What's it like inside?
Again, it's like the saloon. So you get the same blend of tastefully hued materials, pleated leather and its button-fest dashboard. It's a nice-looking affair is no worse to look at than a BMW 3 Series or Audi A4, but the Mercedes-Benz C-Class just does it all so much better. Build quality and controls are top notch, too. The digital instrumentation is nice to look at too, with a subtle 3D effect that adds real depth to the view ahead.
The interior highlight is the optional Innovation Pack, which brings you a 12.3-inch digital instrument cluster that will show you – on screen – what's happening alongside when signalling left or right. Sounds gimmicky, but it really does work on the move. Other than that, it's standard digital fare, and it all works seamlessly with Apple CarPlay and Android Auto.
It's roomy in the front if you like a low-slung driving position, but the rear bench isn't quite so generous, with tight legroom being the biggest criticism. Of its rivals, we'd say only the Jaguar XE is more cramped. Despite its swoopy coupe-like rear styling, the luggage space in the Shooting Brake is not bad at all – the carrying capacity with the rear seats down is 1565 litres, which beats the BMW 3 Series Touring's 1510, let alone the 1300 you get in the sleeker 4 Series Gran Coupe.

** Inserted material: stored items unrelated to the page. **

PR #5000, opened 2021-05-15
Localize remaining loop variables

mattdowle:
A lot were already done. This clears up the remaining. I started with :
`grep -En "for [(][^ ]+[ ]*=" src/*.c`
and went from there.  The ones remaining are intentional; e.g. they use the ending loop counter value afterwards, and now we can see that more clearly.

It's not for speed (although it might help depending on compiler and options) but for i) easier reading without needing to scroll up to the declaration, and ii) restrict variable scope to prevent accidentally using or changing a variable in other parts of the code.

Also modernized `anyNA` in `frank.c`: integer64 tidy, took `STRING_ELT()` outside loop, and saved the repeated `ans[0]=true` in each case.

### DIFF
--- a/src/assign.c
+++ b/src/assign.c
@@ -149,7 +149,6 @@ static SEXP shallow(SEXP dt, SEXP cols, R_len_t n)
   // NEW: cols argument to specify the columns to shallow copy on. If NULL, all columns.
   // called from alloccol where n is checked carefully, or from shallow() at R level
   // where n is set to truelength (i.e. a shallow copy only with no size change)
-  R_len_t i,l;
   int protecti=0;
   SEXP newdt = PROTECT(allocVector(VECSXP, n)); protecti++;   // to do, use growVector here?
   SET_ATTRIB(newdt, shallow_duplicate(ATTRIB(dt)));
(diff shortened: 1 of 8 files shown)


src/assign.c
```diff
@@ -173,21 +172,20 @@ static SEXP shallow(SEXP dt, SEXP cols, R_len_t n)
 
   SEXP names = PROTECT(getAttrib(dt, R_NamesSymbol)); protecti++;
   SEXP newnames = PROTECT(allocVector(STRSXP, n)); protecti++;
+  const int l = isNull(cols) ? LENGTH(dt) : length(cols);
   if (isNull(cols)) {
-    l = LENGTH(dt);
-    for (i=0; i<l; i++) SET_VECTOR_ELT(newdt, i, VECTOR_ELT(dt,i));
+    for (int i=0; i<l; ++i) SET_VECTOR_ELT(newdt, i, VECTOR_ELT(dt,i));
```
MichaelChirico, line 177: why change from R_len_t to int?

MichaelChirico:
good stuff! would it make sense to take the remaining loops with a comment and then add something to CRAN_release?

mattdowle:
On comment on the remaining ones, I thought about a comment at the time, but figured they're quite clear as intentional: the ones in `froll.c` have the `int i` on the line before the `for()`, for example, and the `i` is used quite close after the loop. But now you mention it, yes a comment on the remaining ones would be good. Either for convenience in the grep output where the comment marker would show, or so the grep could auto filter them (if we used a consistent comment text). And yes something to CRAN_release.

src/assign.c
mattdowle: I'm kind of fed up with `R_len_t`. It's point (I assume, because it was a good idea) was so that R could change its definition from `int` to `int64_t` (for example) under the covers without affecting package space. But that wasn't the direction taken by R (possibly because use of `R_len_t` wasn't/couldn't be enforced so lots of `int` existed in package space which would have broken if `R_len_t` was changed from `int` to `int64_t`) and we have to make that change anyway and look for the one letter difference between `R_len_t` and `R_xlen_t`. We're using `int` more often now than `R_len_t`, and certainly `int64_t` more than `R_xlen_t`. When I tried last time to change everything to int64_t, my brain and greps found it much easier looking at `int`.

MichaelChirico: I see, I had been thinking (based on pure speculation) `R_len_t` and `R_xlen_t` were meant to be there, but that their point was platform robustness (akin to `int_fast32_t` and so on). Glad to know your reasoning.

Genesis G70 Shooting Brake: verdict
The G70 Shooting Brake is a likeable, left-field choice in a sea of me-too designs, and we like it all the more for that. It's good to drive, with keen handling, but let down by a weak range of engines and a lack of any sort of electrification. We suspect it's a grower, and most will be sold on the strength of Genesis's promised customer support rather than the car's relative merits compared with the opposition.